SELECT $wpdb->posts.*, SUM(CASE WHEN $wpdb->term_relationships.term_taxonomy_id in (" . $comma_separated_tags_to_match . ") THEN 1 END) AS matchnum from $wpdb->posts
LEFT JOIN $wpdb->term_relationships ON ($wpdb->posts.ID = $wpdb->term_relationships.object_id)
WHERE $wpdb->posts.post_status = 'publish'
AND $wpdb->posts.post_type = 'post'
AND $wpdb->posts.ID != " . $post_id . "
GROUP BY $wpdb->term_relationships.object_id
HAVING SUM(CASE WHEN $wpdb->term_relationships.term_taxonomy_id in (" . $comma_separated_tags_to_match . ") THEN 1 END) > 0
ORDER BY matchnum DESC, $wpdb->posts.post_date " . $options['dateorder'] . "
LIMIT " . $options['fetchlimit'] . ";

I’m that SQL pattern will prove handy in future, as well—thanks Al!

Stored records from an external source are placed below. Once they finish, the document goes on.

PR #548, opened 2023-03-22
Upgrade to manon v15.1.3 (Layout)

HeleenSG:
Updated to manon v15.1.3. Added main layout based on spacing and grid as designed.

## Changes
- Updated to manon v15.1.3 (Which contains the new manon open layout.) 
- Upgrading new kat layout. Based on the figma designs. https://www.figma.com/file/WdyhI30BFLptnts8zaiYYu/KAT-%7C-Design-System-%7C-Fundamentals?node-id=207%3A10843&t=93W2RhhIJvZAva7S-1
- Tile styling
   - Cover image border radius
   - Font size
   - Spacing
 - Added spacing set
 - Added body text set
 
## Todo 

- [x] Main
- [x] Section
- [x] Header
- [x] Main nav
- [x] Footer

```
```

Solves: 
https://github.com/minvws/nl-kat-coordination/issues/888
https://github.com/minvws/nl-kat-coordination/issues/894
https://github.com/minvws/nl-kat-coordination/issues/876
https://github.com/minvws/nl-kat-coordination/issues/882
https://github.com/minvws/nl-kat-coordination/issues/885
https://github.com/minvws/nl-kat-coordination/issues/883


rocky/assets/src/bundles/app/css/themes/soft/soft.scss
```diff
@@ -24,7 +24,7 @@
 @import "manon/button-ghost"; /* Ghost button */
 @import "manon/button-icon"; /* Icon button */
 @import "manon/filter";
-@import "manon/layout";
+@import "manon/layout-set";
```
dekkers, line 27: If I understand this correctly manon/layout.scss is not used anymore and the file can be deleted?

HeleenSG: Yes that is true. But for the moment I kept the file as a reference until the transition between the two is complete. I will change the status on this pr from draft to ready for review once it's ready to be checked.

HeleenSG:
Thanks for testing @Darwinkel 

- **Double "Select filters" button.** This isn't a regression as it is visible on main. I agree we should fix this but as it is outside of the scope of this pr I would like suggest doing so on a separate pr. 
- **It's not apparent that URL/Type is not fillable. Could it be greyed-out or something?** This input field is missing a "disabled" state. But as this is also an issue in main I would suggest solving this in a separate pr as well. 
- **Perhaps slightly increase the paw contrast to a darker shade of purple for all levels?** Agreed, and fixed.
- **Maybe align the Voorvallen more to the center?** Agreed, that element needed some attention. Is fixed now. 
- **Checked checkbox could use some increased contrast. I'm guessing you meant radio buttons?** I fixed that one. If you did mean checkboxes we should look at the design. For now I have added the yellow on both. I also fixed the button alignment but that will be visible after the next manon release as it needed to be fixed there. So I suggest releasing manon and upgrading the version one more time on this pr before merging. 
- **Spacing difference between the first and second row in the Status column (in this case, Active and Blocked).** Agreed and fixed. 
- **Significant whitespace between OpenKAT and Privacyverklaring in the footer.** This is the designed spacing or am I missing something that is broken?

Darwinkel:
> Thanks for testing @Darwinkel
> 
>     * **Double "Select filters" button.** This isn't a regression as it is visible on main. I agree we should fix this but as it is outside of the scope of this pr I would like suggest doing so on a separate pr.
> 
>     * **It's not apparent that URL/Type is not fillable. Could it be greyed-out or something?** This input field is missing a "disabled" state. But as this is also an issue in main I would suggest solving this in a separate pr as well.
> 
>     * **Perhaps slightly increase the paw contrast to a darker shade of purple for all levels?** Agreed, and fixed.
> 
>     * **Maybe align the Voorvallen more to the center?** Agreed, that element needed some attention. Is fixed now.
> 
>     * **Checked checkbox could use some increased contrast. I'm guessing you meant radio buttons?** I fixed that one. If you did mean checkboxes we should look at the design. For now I have added the yellow on both. I also fixed the button alignment but that will be visible after the next manon release as it needed to be fixed there. So I suggest releasing manon and upgrading the version one more time on this pr before merging.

Apart from that, the only real obstacles concerned trying to make classes work with a WordPress structure that doesn’t seem to expect to deal with them. To get around this I ended up creating some functions that did nothing but wrap calls into class functions.

4 Responses to “Related Posts Plugin and SQL Trickery”

  1. Richard Says:

    Tadhg, this is very neat plugin and really captures the importance of relationship in post content. I like the way you have used wp core features like tags to do this, as opposed to other related posts plugins that look at analysing content.

    Two points I want to ask you to do with presentation:

    1- can you make a template so that the plugin can display a list in a page (say after the post)?
    2- showing the first image as a thumbnail, then the Post title then a content snippet would be nice.

    I run a magazine site and one thing I need is to catch reader attention visually and these points would help. Many thanks…

  2. Shota Says:

    I have been looking for this widget so long.
    so, thanks for the great widget.

    I have a question, can I get rid of the date next to he title of each post?

  3. Tadhg Says:

    Shota: I just updated the plugin, and the new version includes a field (in the widget control) that lets you format the date. If you leave this field blank, it won’t display the date at all.

  4. Tadhg Says:

    Richard: I just updated the plugin, and the new version includes the ability to show the list of related posts at the end of a page, and/or at the end of a post’s entry in the RSS feed, in addition to or instead of the widget in the sidebar. See for details.